• _Task instructions_
Could you filter the records below and keep only the lines with the word "class"?

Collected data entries
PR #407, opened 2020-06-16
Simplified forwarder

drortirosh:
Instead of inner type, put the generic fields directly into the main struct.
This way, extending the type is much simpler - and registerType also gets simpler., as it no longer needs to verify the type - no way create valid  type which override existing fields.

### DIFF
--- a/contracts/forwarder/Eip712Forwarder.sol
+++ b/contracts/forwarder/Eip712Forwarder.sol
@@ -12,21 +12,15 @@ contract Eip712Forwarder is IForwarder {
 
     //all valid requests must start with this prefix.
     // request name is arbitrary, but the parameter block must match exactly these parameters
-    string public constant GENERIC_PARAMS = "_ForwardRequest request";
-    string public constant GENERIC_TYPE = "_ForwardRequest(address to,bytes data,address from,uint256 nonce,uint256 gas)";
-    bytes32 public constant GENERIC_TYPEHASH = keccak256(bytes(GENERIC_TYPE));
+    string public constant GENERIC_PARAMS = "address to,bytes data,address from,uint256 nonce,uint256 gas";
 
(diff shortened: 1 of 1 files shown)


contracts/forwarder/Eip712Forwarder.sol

* * *

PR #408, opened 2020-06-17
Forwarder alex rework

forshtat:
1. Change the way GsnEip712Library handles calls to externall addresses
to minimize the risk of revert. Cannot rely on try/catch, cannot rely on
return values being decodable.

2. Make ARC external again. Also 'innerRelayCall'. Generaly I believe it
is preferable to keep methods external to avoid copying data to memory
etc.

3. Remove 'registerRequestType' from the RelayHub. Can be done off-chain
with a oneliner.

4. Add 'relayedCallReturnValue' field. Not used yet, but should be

---

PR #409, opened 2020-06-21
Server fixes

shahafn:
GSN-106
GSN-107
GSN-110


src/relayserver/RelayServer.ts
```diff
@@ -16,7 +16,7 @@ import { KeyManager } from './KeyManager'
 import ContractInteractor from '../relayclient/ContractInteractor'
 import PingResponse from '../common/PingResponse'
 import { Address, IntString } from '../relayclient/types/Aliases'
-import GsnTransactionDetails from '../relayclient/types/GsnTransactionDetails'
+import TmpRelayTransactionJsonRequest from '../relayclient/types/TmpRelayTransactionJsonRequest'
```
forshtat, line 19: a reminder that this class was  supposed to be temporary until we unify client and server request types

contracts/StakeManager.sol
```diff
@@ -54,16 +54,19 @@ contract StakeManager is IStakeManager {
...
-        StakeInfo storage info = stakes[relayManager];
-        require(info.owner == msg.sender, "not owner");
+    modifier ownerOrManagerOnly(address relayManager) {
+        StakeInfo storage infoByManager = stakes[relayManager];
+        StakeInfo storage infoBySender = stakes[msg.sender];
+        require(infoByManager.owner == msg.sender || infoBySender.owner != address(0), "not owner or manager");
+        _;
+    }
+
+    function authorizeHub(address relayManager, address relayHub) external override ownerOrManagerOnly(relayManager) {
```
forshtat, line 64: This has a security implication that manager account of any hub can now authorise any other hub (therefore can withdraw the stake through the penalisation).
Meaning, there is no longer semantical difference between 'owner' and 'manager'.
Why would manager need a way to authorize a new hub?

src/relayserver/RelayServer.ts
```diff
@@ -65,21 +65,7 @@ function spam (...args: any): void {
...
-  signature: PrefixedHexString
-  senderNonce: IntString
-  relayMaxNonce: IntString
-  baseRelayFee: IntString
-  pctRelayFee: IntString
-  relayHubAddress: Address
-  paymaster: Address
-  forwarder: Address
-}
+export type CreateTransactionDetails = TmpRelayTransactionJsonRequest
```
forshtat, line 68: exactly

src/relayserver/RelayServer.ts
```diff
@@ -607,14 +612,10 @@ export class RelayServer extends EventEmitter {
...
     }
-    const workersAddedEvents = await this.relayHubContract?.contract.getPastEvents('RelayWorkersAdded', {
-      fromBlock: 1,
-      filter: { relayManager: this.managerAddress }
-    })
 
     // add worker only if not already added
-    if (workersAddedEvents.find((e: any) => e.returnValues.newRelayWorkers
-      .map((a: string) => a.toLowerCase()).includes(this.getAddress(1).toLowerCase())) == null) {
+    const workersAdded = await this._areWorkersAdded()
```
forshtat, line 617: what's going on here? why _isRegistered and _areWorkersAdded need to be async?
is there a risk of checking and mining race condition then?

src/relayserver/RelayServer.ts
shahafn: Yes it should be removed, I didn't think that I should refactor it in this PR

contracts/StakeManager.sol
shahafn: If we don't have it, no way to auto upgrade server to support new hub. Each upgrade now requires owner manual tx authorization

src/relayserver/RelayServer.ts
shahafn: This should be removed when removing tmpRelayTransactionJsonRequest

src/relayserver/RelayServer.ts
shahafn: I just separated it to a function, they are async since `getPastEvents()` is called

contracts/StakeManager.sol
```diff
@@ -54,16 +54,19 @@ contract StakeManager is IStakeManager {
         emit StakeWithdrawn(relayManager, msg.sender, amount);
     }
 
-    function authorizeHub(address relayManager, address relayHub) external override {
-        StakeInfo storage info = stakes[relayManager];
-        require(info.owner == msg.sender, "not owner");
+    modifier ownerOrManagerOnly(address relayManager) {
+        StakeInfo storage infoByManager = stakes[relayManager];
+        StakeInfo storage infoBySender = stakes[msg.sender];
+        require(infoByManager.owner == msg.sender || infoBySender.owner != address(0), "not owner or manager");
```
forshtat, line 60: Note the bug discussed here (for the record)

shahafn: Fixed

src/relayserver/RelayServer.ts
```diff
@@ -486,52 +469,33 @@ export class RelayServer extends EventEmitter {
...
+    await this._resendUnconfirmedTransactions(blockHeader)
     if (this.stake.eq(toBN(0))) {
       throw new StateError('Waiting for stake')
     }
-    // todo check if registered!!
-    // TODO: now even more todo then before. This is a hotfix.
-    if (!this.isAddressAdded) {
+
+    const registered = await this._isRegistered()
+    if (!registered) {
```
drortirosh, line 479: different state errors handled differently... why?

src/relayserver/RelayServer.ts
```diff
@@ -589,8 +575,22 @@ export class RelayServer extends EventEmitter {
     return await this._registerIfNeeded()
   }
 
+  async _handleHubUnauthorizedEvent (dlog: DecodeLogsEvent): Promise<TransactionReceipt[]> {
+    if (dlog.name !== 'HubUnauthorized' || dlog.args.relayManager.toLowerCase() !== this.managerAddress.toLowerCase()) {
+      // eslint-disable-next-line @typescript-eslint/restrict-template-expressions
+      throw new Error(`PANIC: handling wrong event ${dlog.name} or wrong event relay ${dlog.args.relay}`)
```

• _Reply_
forshtat, line 19: a reminder that this class was  supposed to be temporary until we unify client and server request types
@@ -607,14 +612,10 @@ export class RelayServer extends EventEmitter {
@@ -486,52 +469,33 @@ export class RelayServer extends EventEmitter {
@@ -589,8 +575,22 @@ export class RelayServer extends EventEmitter {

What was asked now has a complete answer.